This package offers a general, well-documented and tested
implementation of the adaptive large neighbourhood search (ALNS)
meta-heuristic, based on the description given in [Pisinger and Ropke
(2010)][1]. It may be installed in the usual way as
```
pip install alns
```

### Examples
If you wish to dive right in, the [documentation][7] contains example notebooks
showing how the ALNS library may be used. These include:

- The travelling salesman problem (TSP), [here][2]. We solve an instance of 131
  cities in one minute to a 2% optimality gap, using very simple destroy and
  repair heuristics.
- The capacitated vehicle routing problem (CVRP), [here][8]. We solve an 
  instance with 241 customers to within 3% of optimality using a combination
  of a greedy repair operator, and a _slack-induced substring removal_ destroy
  operator.
- The cutting-stock problem (CSP), [here][4]. We solve an instance with
  180 beams over 165 distinct sizes to within 1.35% of optimality in
  only a very limited number of iterations.
- The resource-constrained project scheduling problem (RCPSP), [here][6]. We solve 
  an instance with 90 jobs and 4 resources to within 4% of the best known solution,
  using a number of different operators and enhancement techniques from the 
  literature.
- The permutation flow shop problem (PFSP), [here][9]. We solve an instance with
  50 jobs and 20 machines to within 1.5% of the best known solution. Moreover,
  we demonstrate multiple advanced features of ALNS, including auto-fitting the
  acceptance criterion and adding local search to repair operators. We also
  demonstrate how one could tune ALNS parameters.

Finally, the features notebook gives an overview of various options available 
in the `alns` package. In the notebook we use these different options to solve
a toy 0/1-knapsack problem. The notebook is a good starting point for when you
want to use different schemes, acceptance or stopping criteria yourself. It is
available [here][5].

## How to use
Our [documentation][7] provides a complete overview of the `alns` package. In 
short: the `alns` package exposes two classes, `ALNS` and `State`. The first
may be used to run the ALNS algorithm, the second may be subclassed to
store a solution state - all it requires is to define an `objective`
member function, returning an objective value.
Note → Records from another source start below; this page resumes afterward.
PR #1854, opened 2019-09-17
Replace telemetry service with Glean. (Stage 1)

daoshengmu:
Stage1. Per #1420

PR #3758, opened 2020-08-04
Set startup metrics after Glean is initialized

daoshengmu:
We were setting  `distribution_channel_name` before `Glean.initialize` and using `org_mozilla_vrbrowser.baseline` schema to query this metrics. But, it seems like the recent changes in Glean side makes us can't see `distribution_channel_name` in baseline pings.

In addition, even in `org_mozilla_vrbrowser.metrics` schema, we still have 20% chance to see the value of `distribution_channel_name` is null, and it starts from A-C around version 44 (https://sql.telemetry.mozilla.org/queries/73600/source#184108). So, I think we need to consider to move it back to `Glean.initialize` and make sure all our metric pings could have its values instead a null.

### DIFF
--- a/app/src/common/shared/org/mozilla/vrbrowser/telemetry/GleanMetricsService.java
+++ b/app/src/common/shared/org/mozilla/vrbrowser/telemetry/GleanMetricsService.java
@@ -63,16 +63,13 @@ public class GleanMetricsService {
         initialized = true;
 
         final boolean telemetryEnabled = SettingsStore.getInstance(aContext).isTelemetryEnabled();
-        if (telemetryEnabled) {
-            GleanMetricsService.start();
-        } else {
-            GleanMetricsService.stop();
-        }
         Configuration config = new Configuration(
                 ConceptFetchHttpUploader.fromClient(client),
                 Configuration.DEFAULT_TELEMETRY_ENDPOINT,
                 BuildConfig.BUILD_TYPE);
-        Glean.INSTANCE.initialize(aContext, true, config);
+
+        Glean.INSTANCE.initialize(aContext, telemetryEnabled, config);
+        setStartupMetrics();
     }
 
     // It would be called when users turn on/off the setting of telemetry.
--- a/app/src/test/java/org/mozilla/vrbrowser/GleanMetricsServiceTest.kt
+++ b/app/src/test/java/org/mozilla/vrbrowser/GleanMetricsServiceTest.kt
@@ -63,8 +63,15 @@ class GleanMetricsServiceTest {
         GleanMetricsService.testSetStartupMetrics()
         assertTrue(Distribution.channelName.testHasValue())
         assertEquals(Distribution.channelName.testGetValue(),
-                if (org.mozilla.vrbrowser.utils.DeviceType.isOculusBuild()) "oculusvr"
-                else BuildConfig.FLAVOR_platform)
+                org.mozilla.vrbrowser.utils.DeviceType.getDeviceTypeId());
+
+        // Make sure the distribution channel name is set after
+        // the telemetry system is switch off/on.
+        GleanMetricsService.stop();
+        GleanMetricsService.start();
+        assertTrue(Distribution.channelName.testHasValue())
+        assertEquals(Distribution.channelName.testGetValue(),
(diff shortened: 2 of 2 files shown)


daoshengmu:
@Dexterp37 Please help confirm I am doing right.

daoshengmu:
I suppose ` Glean.INSTANCE.setUploadEnabled(false)` will not clean up the value of `distribution_channel_name`, and we still keep that value for the metrics after making `setUploadEnabled(true)` later.

daoshengmu:
I wonder if this issue was caused by [Dropped "application lifetime" metrics in the Glean metrics ping](https://github.com/mozilla/glean/pull/1069). If even we bump into AC 51, are we good enough? Or instead, we should just do what I did in this PR, moving back this metric setup after `Glean.Initialize()`

app/src/common/shared/org/mozilla/vrbrowser/telemetry/GleanMetricsService.java
```diff
@@ -73,13 +73,13 @@ public static void init(@NonNull Context aContext, @NonNull Client client) {
...
                 BuildConfig.BUILD_TYPE);
         Glean.INSTANCE.initialize(aContext, true, config);
+        setStartupMetrics();
     }
 
     // It would be called when users turn on/off the setting of telemetry.
     // e.g., SettingsStore.getInstance(context).setTelemetryEnabled();
     public static void start() {
         Glean.INSTANCE.setUploadEnabled(true);
-        setStartupMetrics();
```
Dexterp37, line 82: The only startup metric you're setting is the `channel_name`. I remember discussing this in #1854, but I don't remember the details and I can't find it from a quick skim of the old PR. Why do we need this metric at all? Can't we use the [channel field from `Configuration`](https://mozilla.github.io/glean/javadoc/glean/mozilla.telemetry.glean.config/-configuration/channel.html)?

Dexterp37:
> 
> 
> We were setting `distribution_channel_name` before `Glean.initialize` and using `org_mozilla_vrbrowser.baseline` schema to query this metrics. But, it seems like the recent changes in Glean side makes us can't see `distribution_channel_name` in baseline pings.
> 
> In addition, even in `org_mozilla_vrbrowser.metrics` schema, we still have 20% chance to see the value of `distribution_channel_name` is null, and it starts from A-C around version 44 (https://sql.telemetry.mozilla.org/queries/73600/source#184108). So, I think we need to consider to move it back to `Glean.initialize` and make sure all our metric pings could have its values instead a null.

I believe that the problems above are a symptom of what I've commented in this PR.

app/src/common/shared/org/mozilla/vrbrowser/telemetry/GleanMetricsService.java
daoshengmu: That channel field is used for us to record the build is for `debug` or `release`.

app/src/common/shared/org/mozilla/vrbrowser/telemetry/GleanMetricsService.java
```diff
@@ -63,23 +63,19 @@ public static void init(@NonNull Context aContext, @NonNull Client client) {
...
+
+        Glean.INSTANCE.initialize(aContext, telemetryEnabled, config);
+        setStartupMetrics();
     }
 
     // It would be called when users turn on/off the setting of telemetry.
     // e.g., SettingsStore.getInstance(context).setTelemetryEnabled();
     public static void start() {
         Glean.INSTANCE.setUploadEnabled(true);
-        setStartupMetrics();
```
Dexterp37, line 82: You should retain this as well: if user toggle telemetry of and then on again, the metrics will be cleared and you'll need to set them again.

daoshengmu: Yes, you are right. I use Glean testing API can verify my channel name is cleared once users switch off Glean.

Dexterp37: Cool, let me know once you restore this line so that I will happily r+ :)

daoshengmu: Restored. :)

PR #3763, opened 2020-08-05
Battery levels api

bluemarvin:


bluemarvin:
This will be included in the Status Bar update PR.

PR #3764, opened 2020-08-06
Login Autocompletion and Sync support

keianhzo:
Closes ##719 Login Autocompletion and Sync support.


app/src/common/shared/org/mozilla/vrbrowser/browser/Accounts.kt
```diff
@@ -329,6 +329,10 @@ class Accounts constructor(val context: Context) {
             SyncEngine.History -> {
                 GleanMetricsService.FxA.historySyncStatus(value)
             }
+            //TODO
+//            SyncEngine.Passwords -> {
+//                GleanMetricsService.FxA.loginsSyncStatus(value)
+//            }
```
bluemarvin, line 335: Does this mean saved passwords are not synced back to FxA from FxR?

keianhzo: It was just a comment to remember to add Telemetry, I've removed it. I'll open a task to add Telemetry for both Addons and Autofill as the review process takes a while and we are already out of time.

app/src/common/shared/org/mozilla/vrbrowser/browser/LoginStorage.kt
```diff
@@ -0,0 +1,86 @@
...
+
+    private val passwordsEncryptionKey by lazy {
+        getSecureAbove22Preferences().getString(PASSWORDS_KEY)
+                ?: generateEncryptionKey(KEY_STRENGTH).also {
+                    if (SettingsStore.getInstance(context).isPasswordsEncryptionKeyGenerated) {
+                        // We already had previously generated an encryption key, but we have lost it
+                        Log.d(LOG_TAG,"Passwords encryption key for passwords storage was lost and we generated a new one")
+                    }
+                    SettingsStore.getInstance(context).recordPasswordsEncryptionKeyGenerated()
+                    getSecureAbove22Preferences().putString(PASSWORDS_KEY, it)
```
MortimerGoro, line 42: Should we delete the value set in `getSecureAbove22Preferences` when logging out of FxA? I'm thinking on the use case of sharing a device with multiple people and see if there are secutity implications

keianhzo: `getSecureAbove22Preferences` just generates a key to encrypt the logins storage so I don't think there are security implications in using the same key after an FxA logout?

Regarding the store lifecycle after an FxA logout, there is no way of selectively deleting only the synced logins after an FxA logout so we have to just wipe out all the login storage. There is a `wipeLocal` method that should do that but unfortunately doesn't work as expected and it just removes everything (https://github.com/mozilla-mobile/android-components/issues/8079). I guess removing everything is better than leaving logins after an FxA logout.

PR #3957, opened 2021-08-24
Pico Neo3 controllers

keianhzo:
Pico Neo3 controllers update


keianhzo:
@MortimerGoro Can you take a look at this? Thanks!

app/src/main/cpp/moz_external_vr.h
```diff
@@ -150,6 +150,7 @@ enum class VRControllerType : uint8_t {
   PicoGaze,
   PicoG2,
   PicoNeo2,
+  PicoNeo3,
```
MortimerGoro, line 153: We shouldn't modify the moz_external_vr.h file without a corresponding patch in Gecko, or it might break WebXR.

I'm working on a OpenXR & WebXR Input refactor, and I'm going to get rid of all the input enum types in moz_external_vr.h and use the standard input profile strings instead. So, for now you can just reuse a controller with similar button mapping there (such as neo2) and we'll land the correct input implementation in Gecko once this is ready

MortimerGoro (changes requested):

PR #3958, opened 2021-08-24
Reset controllers state on pause

keianhzo:
This PR fixes an issue that caused the controllers not to be rendered after the activity is resumed

### DIFF
--- a/app/src/picovr/cpp/DeviceDelegatePicoVR.cpp
+++ b/app/src/picovr/cpp/DeviceDelegatePicoVR.cpp
@@ -71,6 +71,15 @@ struct DeviceDelegatePicoVR::State {
     bool IsRightHand() const {
       return hand == ElbowModel::HandEnum::Right;
     }
+
+    void Reset() {
+        created = false;
+        enabled = false;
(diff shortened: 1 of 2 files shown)


keianhzo:
@MortimerGoro

app/src/picovr/cpp/DeviceDelegatePicoVR.cpp
```diff
@@ -71,6 +71,15 @@ struct DeviceDelegatePicoVR::State {
...
       return hand == ElbowModel::HandEnum::Right;
     }
+
+    void Reset() {
+        created = false;
+        enabled = false;
+        touched = false;
+        is6DoF = false;
+        transform = vrb::Matrix::Identity();
+        hand = ElbowModel::HandEnum::Right;
```
MortimerGoro, line 81: The hand is currently set up in Initialize(). After Pause() & Resume() flow is called it looks like the ElbowModel will always be HandEnum::Right and never left.

MortimerGoro (changes requested):

PR #3965, opened 2021-10-01
OpenXR Input Refactor

MortimerGoro:
This PR makes the OpenXR input code more easy to understand, mantainable and scalable. The previous input code was very tied to the first Oculus prototype and not designed to handle different devices at the same time.

Now all the mappings are defined in the OpenXRInputMappings.h file


keianhzo (approved):
LGTM

PR #3491, opened 2022-08-20
feat(rust): highlight try operator (?) as operator

### LINKED ISSUE #3490: Rust's try operator doesn't highlight as operator
The try operator (`?`) doesn't highlight as an operator. I tried to fix this myself by adding it to the end of the `@operator` list in `runtime/queries/rust/highlights.scm`, but it didn't work. I guess it's a little more complicated than that.

I also saw the `"?" @special` highlight near the end of that file, but I'm not sure what piece of syntax that refers to.

vlmutolo:
Fixes #3490.

I restricted this highlight to the `try_expression` tree-sitter scope. I think this makes sense if we don't want to highlight `?` in other places as an operator, for example in `?Sized`.

### DIFF
--- a/runtime/queries/rust/highlights.scm
+++ b/runtime/queries/rust/highlights.scm
@@ -320,6 +320,8 @@
   "'"
 ] @operator
 
+(try_expression "?" @operator)
+(removed_trait_bound "?" @operator)
 
 
 ; -------
@@ -357,8 +359,6 @@
 ; -------
 ; Remaining Identifiers
 ; -------
-
-"?" @special
 
 (type_identifier) @type
 (identifier) @variable


vlmutolo:
Should I remove `"?" @special` in this PR? Seems like it may not be used if we're classifying `?` in `try_expressions` as an operator.

runtime/queries/rust/highlights.scm
```diff
@@ -320,6 +320,7 @@
   "'"
 ] @operator
 
+((try_expression "?") @operator)
```
the-mikedavis, line 323:
```suggestion
(try_expression "?" @operator)
```

so that the capture applies only to the `?` and not the overall try_expression node

the-mikedavis (commented):
I think the remaining `"?" @special` should be modified: if we remove it we won't have highlighting on `?` in `?Sized`. I'm not sure what scope to use for that `?`

vlmutolo:
> I'm not sure what scope to use for that ?

I think it's called `removed_trait_bound`. So could we just change `"?" @special ` to something like:

```
(removed_trait_bound "?" @operator)
```

I think "operator" is kind of a strange designation for the `?` in `?Sized`, but I also can't find anything better among the preexisting Helix highlights.

the-mikedavis:
Yeah I was thinking that operator was a bit awkward for it. Maybe `@keyword` or `@type` could fit better? We already use `@keyword` for `&` which is sort-of similar in nature

archseer:
I styled `?` as special since it was also colored that way in vim. It is an operator, but it's much different from other operators and it's also very easy to miss. At the very least I'd like us to style this as `@operator.special` and the `special` scope in the default theme should be updated to reflect that. Otherwise this will confuse me when coding :)

archseer:
I'd also style `?` in all of these cases including `?Sized` since it's styled differently in the official rust docs: https://doc.rust-lang.org/std/marker/trait.Sized.html

It's a modifier, not a part of the type name.

pascalkuthe:
closing this as stale, I can't link the exact pr that fixed this but the try operator is definitely highlighted these days. Thank you for contributing!

PR #3492, opened 2022-08-21
Add Nim language support

j-james:


j-james:
Ah, I now see that there have been quite a few previous PRs. Seems I've got to write some queries.

zetashift:
There is also https://github.com/nim-lang/langserver which one might want to use instead of `nimlsp`

mtoohey31:
Would it be possible to merge these changes minus the grammar for now, so we at least have comment, indentation, and language server support out of the box?

j-james:
Thanks for the bump. Rebased on `master` and switched to `nimlangserver`. 

Currently playing around with writing basic highlight / indentation queries based on `alaviss/tree-sitter-nim` - I think eventually `aMOPel/tree-sitter-nim` will be better as it exposes much more of Nim, but it's also more complicated, and I don't want to mess around with it right now while the rule structure is in flux.

mtoohey31:
On `nimlangserver` vs `nimlsp`, it looks like the `nimlsp` project is more active, but that's just based on commits/issues/stars, so take that with a grain of salt. There's a comparison here: https://github.com/nim-lang/langserver/issues/2, but it's not too in-depth. Also, I wrote my first line of nim today, so I'm not really qualified to comment on which works better. However, I was using `nimlsp` earlier today and it looks like it crashes if the file doesn't exist on disk yet...

@zetashift have you used both? Would you be able to offer your opinion on which we should include?

j-james:
I switched to `nimlangserver` after getting fed up with `nimlsp`'s constant crashes and have found it much more mature and stable (fewer crashes, better recovery after crashes, equivalent support via `nimsuggest`, no bug with orphan processes pegging your CPU at 100%)

bfg-coding:
Is there anything that I can help with to get this moving forward?   I'd like to have a good DX with helix and nim

Desdaemon:
Been experimenting with this on my end, some small thoughts:
- The grammar from `aMOPel/tree-sitter-nim` seems to work fine, however type annotations are a bit hard to write highlight queries for.
- Agreed with `nimlangserver` working much better, though at least on my Mac M1 it has a bug where child processes are not cleaned up properly, though luckily was easy to fix/patch.

j-james:
Hi, apologies, I've been pretty busy and will continue to be busy for at least another week or so. I ran into issues getting helix to recognize my `.scm` files whatsoever, that I still need to debug, and left off there.

If any of you would like to work on it in the meantime, feel free - I was modelling the `.scm` files off of the corresponding Rust and Python files, and adding in keywords taken from the manual as necessary - but getting this up and running is definitely on my todo list (just not a high priority right now).

PR #3494, opened 2022-08-21
Add c-sharp textobjects

votagus:
This PR adds basic textobjext based navigation for c-sharp.

### DIFF
--- a/runtime/queries/c-sharp/highlights.scm
+++ b/runtime/queries/c-sharp/highlights.scm
@@ -1,35 +1,5 @@
 ;; Methods
-(method_declaration
-  name: (identifier) @function)
-
-(method_declaration
-  type: [(identifier) (qualified_name)] @type)
-
-(invocation_expression
-  (member_access_expression
-    name: (identifier) @function))
-
-(invocation_expression
-  (member_access_expression
-    expression: (identifier) @variable))
-
-(invocation_expression
-  function: (conditional_access_expression
-    (member_binding_expression
-      name: (identifier) @function)))
-
-(invocation_expression
-      [(identifier) (qualified_name)] @function)
-
-; Generic Method invocation with generic type
-(invocation_expression
-  function: (generic_name
-              . (identifier) @function))
-
-;; Namespaces
-
-(namespace_declaration
-  name: [(identifier) (qualified_name)] @namespace)
+(method_declaration (identifier) @type (identifier) @function)
 
 ;; Types
 (interface_declaration name: (identifier) @type)
@@ -37,11 +7,11 @@
 (enum_declaration name: (identifier) @type)
 (struct_declaration (identifier) @type)
 (record_declaration (identifier) @type)
+(record_struct_declaration (identifier) @type)
 (namespace_declaration name: (identifier) @type)
-(using_directive (_) @namespace)
+
 (constructor_declaration name: (identifier) @type)
-(object_creation_expression [(identifier) (qualified_name)] @type)
-(type_parameter_list (type_parameter) @type)
+(destructor_declaration name: (identifier) @type)
 
 [
   (implicit_type)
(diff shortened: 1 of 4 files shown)


the-mikedavis (commented):
Jumping around in some C# files I have locally, I think we should also have function textobjects for property definitions like:

```csharp
public override bool CanRead {
	get { return true; }
}
```

But I'm not sure if we should tag the entire property as `function.around` (the `property_declaration` node) or just the accessor declaration (`accessor_declaration` node)

Also constructor definitions:

```csharp
public BufferPoolStream(BufferPool bufferPool) {
	if (bufferPool == null)
		throw new ArgumentNullException("bufferPool");
	_bufferPool = bufferPool;
}
```

```scm
(constructor_declaration body: (_) @function.inside) @function.around
```

votagus:
Do you think it would be appropriate to map it like this until we have more precise navigation commands?
```
([
  (class_declaration body: (_) @class.inside)
  (struct_declaration body: (_) @class.inside)
  (interface_declaration body: (_) @class.inside)
  (enum_declaration body: (_) @class.inside)
  (delegate_declaration)
  (record_declaration body: (_) @class.inside)
  (record_struct_declaration body: (_) @class.inside)
  ]) @class.around
```
**Note: To make `record_struct_declaration` work the grammar revision has to be updated along with its highlights.scm.**

About `property_declaration` vs `accessor_declaration`, playing around, `(property_declaration (_) @function.inside) @function.around` _feels_ more consistent with the rest of the commands, specially when using it with match inside/around function (`mif`, `maf`).

Class for testing.
```csharp
namespace NavigationTest {
	public class ClassTest {
		public int field = 0;
		
		public int Field {
			get { return field; }
			set { field = value; }
		}

		public NavigationTest(string param1, int param2) {
			// Set field.
			field = param2;
		}

		~NavigationTest() {
			// Set field.
			field = param2;
		}

		/// Documentation.
		///
		/// Documentation.
		public int Method(string param1, int param2) {
			/* Multiline
				comment.
			*/
			return 0;
		}
	}
	
	public enum EnumTest {
		Item1,
		Item2
	}
	
	public interface InterfaceTest {
		public void Method();
	}
	
	public struct StructTest {
		public int field = 0;
	}

	public record RecordTest {
		public int field = 0;
	}

	public record struct RecordStructTest {
		public int field = 0;
	}
}
```

Let me know what you think.

runtime/queries/c-sharp/textobjects.scm
```diff
@@ -0,0 +1,21 @@
+([
+  (class_declaration body: (_) @class.inside)
+  (struct_declaration body: (_) @class.inside)
+  (interface_declaration body: (_) @class.inside)
+  (enum_declaration body: (_) @class.inside)
+  (delegate_declaration)
+  (record_declaration body: (_) @class.inside)
+  (record_struct_declaration body: (_) @class.inside)
+  ]) @class.around
```
the-mikedavis, line 9:
```suggestion
[
  (class_declaration body: (_) @class.inside)
  (struct_declaration body: (_) @class.inside)
  (interface_declaration body: (_) @class.inside)
  (enum_declaration body: (_) @class.inside)
  (delegate_declaration)
  (record_declaration body: (_) @class.inside)
  (record_struct_declaration body: (_) @class.inside)
] @class.around
```

runtime/queries/c-sharp/highlights.scm
```diff
@@ -1,47 +1,17 @@
 ;; Methods
-(method_declaration
```
the-mikedavis, line 2: Most of the changes that we have in highlights.scm are improvements that haven't been upstreamed. Can you revert the changes to that file? It looks like the only changes necessary for updating the grammar come from the preprocessor change in https://github.com/tree-sitter/tree-sitter-c-sharp/pull/191:

```diff
diff --git a/runtime/queries/c-sharp/highlights.scm b/runtime/queries/c-sharp/highlights.scm
index 6b94dd8c..05eda6b9 100644
--- a/runtime/queries/c-sharp/highlights.scm
+++ b/runtime/queries/c-sharp/highlights.scm
@@ -228,8 +228,21 @@
   "let"
 ] @keyword
 
-(preprocessor_call) @keyword.directive
-(preprocessor_call (_) @keyword.directive)
+[
+  (if_directive (_) @keyword.directive)
+  (elif_directive (_) @keyword.directive)
+  (else_directive)
+  (endif_directive)
+  (warning_directive (_) @keyword.directive)
+  (error_directive (_) @keyword.directive)
+  (line_directive (_)? @keyword.directive)
+  (nullable_directive)
+  (define_directive (_) @keyword.directive)
+  (undef_directive (_) @keyword.directive)
+  (region_directive)
+  (endregion_directive)
+  (pragma_directive)
+] @keyword.directive
 
 ;; Linq
 (from_clause (identifier) @variable)
```

votagus: Yeah, I just found out that by looking at the commits, I wrongly assumed that this file was in sync with the main repo, I'll try to add those directives as well.

the-mikedavis (approved):

the-mikedavis:
Looks great, thank you!

PR #3503, opened 2022-08-22
Fix rendering of indented code blocks in markdown

connorlay:
Relates to https://github.com/helix-editor/helix/pull/3425 and https://github.com/elixir-lsp/elixir-ls/issues/694

Properly handles the rendering of indented code blocks in markdown. Given that we do not have a language identifier available, we style these blocks as generic code (visually distinct from markdown text, but no highlighting via tree-sitter).

This improves the experience of writing Elixir in Helix, as the majority of documentation favors indentation over fences.

**Before** ☹️ 
image

**After** 😁 
image

### DIFF
--- a/helix-term/src/ui/markdown.rs
+++ b/helix-term/src/ui/markdown.rs
@@ -229,10 +229,7 @@ impl Markdown {
                 Event::End(tag) => {
                     tags.pop();
                     match tag {
-                        Tag::Heading(_, _, _)
-                        | Tag::Paragraph
-                        | Tag::CodeBlock(CodeBlockKind::Fenced(_))
-                        | Tag::Item => {
+                        Tag::Heading(_, _, _) | Tag::Paragraph | Tag::CodeBlock(_) | Tag::Item => {
                             push_line(&mut spans, &mut lines);
                         }
                         _ => (),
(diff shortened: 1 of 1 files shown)


archseer:
Do you think it would be worth highlighting these blocks using the parent document's language? If the file is elixir it's also very likely the code block is elixir (or iex)

the-mikedavis:
I'm not sure there's a good strategy for picking languages in indented code blocks in markdown: it could either be Elixir, IEx or HEEx (I think I've also seen some EEx and Erlang too) when injecting or using markdown from Elixir. We could try parsing the code block with each of them and use the first that doesn't have any errors, falling back to no syntax highlighting when all error out.

archseer:
I think fixing this upstream is still the best way to get it fully correct, but falling back to the main language should work for most languages. Elixir is an outlier where code examples can also consist of a mix of `IEx` snippets

connorlay:
@archseer @the-mikedavis I agree the long-term solution for Elixir is to handle language detection within the language server. Detecting language syntax in Helix via tree-sitter sounds like a viable solution too.

With that in mind, are you open to merging this as-is? Even without syntax highlighting I think this is a significant QOL improvement 🙂

PR #3505, opened 2022-08-22
Reduce health tick width

pickfire:
Use the same tick as book to reduce margin of whitespace errors.

Before
Screenshot_20220822_214053

After
Screenshot_20220822_214126

This may be a terminal issue, but at the same time I just make it consistent with the docs. Also, I noticed this because I saw the same symbol in https://rsdlt.github.io/posts/rust-nvim-ide-guide-walkthrough-development-debug/.


the-mikedavis (approved):
The shorter width is nice 👍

The ALNS algorithm must be supplied with an _operator selection scheme_, an
_acceptance criterion_, and a _stopping criterion_. These are explained further
in the documentation.

## References
- Pisinger, D., and Ropke, S. (2010). Large Neighborhood Search. In M.
  Gendreau (Ed.), _Handbook of Metaheuristics_ (2 ed., pp. 399-420).
  Springer.
- Santini, A., Ropke, S. & Hvattum, L.M. (2018). A comparison of
  acceptance criteria for the adaptive large neighbourhood search
  metaheuristic. *Journal of Heuristics* 24 (5): 783-815.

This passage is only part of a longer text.